JAX Release 25.10
The NVIDIA JAX Release 25.10 is made up of two container images available on NGC: JAX and MaxText.
Contents of the JAX container
This container image contains the complete source for the following software:
- JAX:
/opt/jax - XLA:
/opt/xla - Flax:
/opt/flax - TransformerEngine:
/opt/transformer-engine
The MaxText container image is based on the JAX container. Additionally, it includes:
- MaxText:
/opt/maxtext
The JAX runtime package jaxlib is prebuilt and installed in the default Python environment (/usr/local/lib/python3.10/dist-packages/jaxlib) in the container image.

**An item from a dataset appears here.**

PR #526, opened 2025-10-22
166 add filter interactivity on tablescharts

### LINKED ISSUE #166: Add filter interactivity on tables/charts
Where appropriate, tables and charts should be clickable and apply a filter for interactive drilldown.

Versions of packages included in both of these containers:
- JAX 0.7.2
- XLA (@0fccb8a)
- TransformerEngine 2.8
- Flax 0.11.2
- Maxtext (@8fdac10)
- Ubuntu 24.04 including Python 3.12
- NVIDIA CUDA® 13.0.2
- NVSHMEM 3.3.20
- NVIDIA cuBLAS 13.1.0.3
- NVIDIA cuDNN 9.14.0.64
- NVIDIA NCCL 2.27.7
- NVIDIA DALI 1.51.2
- rdma-core 50.0
- NVIDIA HPC-X 2.24
- GDRCopy 2.4.1
- Nsight Compute 2025.3.1.4
- Nsight Systems 2025.5.1.121
Driver Requirements
Release 25.10 is based on CUDA 13.0.2 (Toolkit) which requires CUDA Driver release 580.65. Please refer to the latest Drivers and CTKsupport table for additional information.

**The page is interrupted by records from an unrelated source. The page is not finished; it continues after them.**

PR #527, opened 2025-10-22
Env variable for disabling crawling

Lindharden:
This is to prevent our dev server from being crawled and indexed by google


dashboard/src/app/robots.ts
```diff
@@ -4,7 +4,7 @@ import { env } from '@/lib/env';
 export default function robots(): MetadataRoute.Robots {
   const baseUrl = env.PUBLIC_BASE_URL;
 
-  if (!env.IS_CLOUD) {
```
Woldbye: Are we sure it shouldn't be 

env.IS_CLOUD && env.ALLOW_CRAWLING
?

Lindharden: I don't think it changes too much, it's default false and I hope we migrate towards environment based instead of this. So eventually we'll remove this env variable and use !env.ENVIRONMENT = dev

PR #529, opened 2025-10-23
Added search for options for query filters

### LINKED ISSUE #523: Selectable Filter Values for Dashboard Filters
Currently, when applying filters in the dashboard (e.g., by URL, country, device type, etc.), users must manually type the filter value. This can lead to typos, incorrect filters, or uncertainty about which values exist.

Make each filter field (URL, Country, Device Type, etc.) selectable from a dynamic list of available values.

Acceptance Criteria:
- [ ] When selecting a filter type (e.g., Device Type), a dropdown or autocomplete list should appear.
- [ ] The list should show all available values for that dimension (e.g., Desktop, Mobile, Tablet).
- [ ] Users can either type to search or click to select.
- [ ] The list should be dynamically generated based on existing data in the database.

flopper123:
Closes #523 

image

- [x] Add infinite scroll / slice for top x options
- [x] Add arrow down / tab
- [x] Move the "+ "value"" as the final option element
- [ ] Fix values sometimes not being loaded
- [x] Add empty state for no options
- [x] Cursor pointer on options
- [x] Remove border around each individual option
- [x] Add mid-ellipsis to values


Lindharden (changes requested):
Looks pretty good, but I'm not a big fan of the ComboBox. I believe it makes much more sense to make a search input field with a dropdown, instead of having to trigger the dropdown before you can start searching. 

Also, is there a reason not to force filtering to be based on available values?

dashboard/src/components/filters/use-query-filter-search.ts
```diff
@@ -0,0 +1,84 @@
...
+
+type SearchMetadataResult = {
+  shouldUseServerSearch: boolean;
+};
+
+export function useQueryFilterSearch(filter: QueryFilter) {
+  const { startDate, endDate } = useTimeRangeContext();
+  const dashboardId = useDashboardId();
+
+  const [isDirty, setIsDirty] = useState(false);
```
Lindharden: What is meant by isDirty? 😄

dashboard/src/components/filters/QueryFilterInputRow.tsx
```diff
@@ -88,10 +107,22 @@ export function QueryFilterInputRow<TEntity>({
...
-        onChange={(evt) => onFilterUpdate({ ...filter, value: evt.target.value })}
+        onValueChange={(value) => onFilterUpdate({ ...filter, value })}
+        options={options}
+        searchQuery={isDirty ? search : search || filter.value}
+        onSearchChange={setSearch}
+        loading={isLoading}
+        enableSearch={true}
+        emptyState={
+          <div className='text-muted-foreground flex items-center gap-2 p-3 text-sm'>
+            <SearchX className='h-4 w-4' />
```
Lindharden: I think we should remove this icon and just have the text 😄

Lindharden (changes requested):
# Bug:
Seems to work quite nicely, but I found some **issues**:

If you select a value in another filter type and then swap to any other filer type, the value dropdown shows empty even though values should exist. See gif below for how to reproduce:

chrome_I0CBjwdtsw

# UI:
In addition, there's some issues with the **UI**. See the images below:

image

image

# UX:
In terms of **UX**, it would be nice if the tab function prioritizes the dropdown list instead of the delete filter icon. During tested, I already accidentally deleted the filter twice because I hit tab and enter in succession and it deleted my filter instead of selecting the first item in the list. Tab is the most common key to select an element in a list 🔑 

# Responsiveness:
Lastly, it seems to **not** be functional on mobile. I cannot scroll down the list on mobile view 😿

dashboard/src/components/ui/combobox.tsx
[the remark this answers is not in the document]
Lindharden: Neat! Perhaps it makes more sense to rename it BACombobox and move it out of the shadcn folder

For a complete list of supported drivers, see the CUDA Application Compatibility topic. For more information, see CUDA Compatibility and Upgrades.
Key Features and Enhancements
This JAX release includes the following key features and enhancements.
- The current release is based on JAX 0.7.2 and CUDA 13.0.2.
- G/B300 performant support.
-
JAX comes with the Shardy partitioner on by default. See Shardy Migration guide for more details or instructions on how to disable the new partitioner.
- Fixed global scale application in NVFP4 quantization.
- Added and improved Shardy sharding rules for JAX SDPA and JAX scaled matmul APIs.
- Enabled XLA support for symmetric memory kernels in NCCL 2.27 collective operations. Use the flag
–xla_gpu_experimental_enable_nccl_symmetric_buffersto enable it. Symmetric memory kernels enable an improvement in NCCL communication latencies while reducing the number of SMs used for collectives, thus allowing for better overlap with compute operations. -
Transformer Engine added fused swizzling operation for the scaling factor inverse and transpose calculation of the data.
JAX Toolbox
The JAX Toolbox projects focus on achieving the best performance and convergence on NVIDIA Ampere, Hopper, and Blackwell architecture families and provide the latest deep learning models and scripts for training and fine-tuning. These examples are tested against a nightly CI as well as each NGC container release to ensure consistent accuracy and performance over time.
Nightly Containers
In addition to projects, JAX Toolbox includes nightly containers for libraries across the JAX ecosystem.
| Container | Type | Image URI |
|---|---|---|
| jax | - | ghcr.io/nvidia/jax:jax |
| t5x | LLM framework | ghcr.io/nvidia/jax:t5x |
| maxtext | LLM framework | ghcr.io/nvidia/jax:maxtext |
| equinox | layer library | ghcr.io/nvidia/jax:equinox |
| axlearn | LLM framework | ghcr.io/nvidia/jax:axlearn |
Known Issues
When running in a configuration with multiple GPUs per process, JAX can hang when loading a kernel to GPUs on the first run of the kernel. This has been mitigated by preloading Transformer Engine kernels. NVIDIA recommends running in a process-per-GPU configuration (this is the default when using SLURM automatic configuration).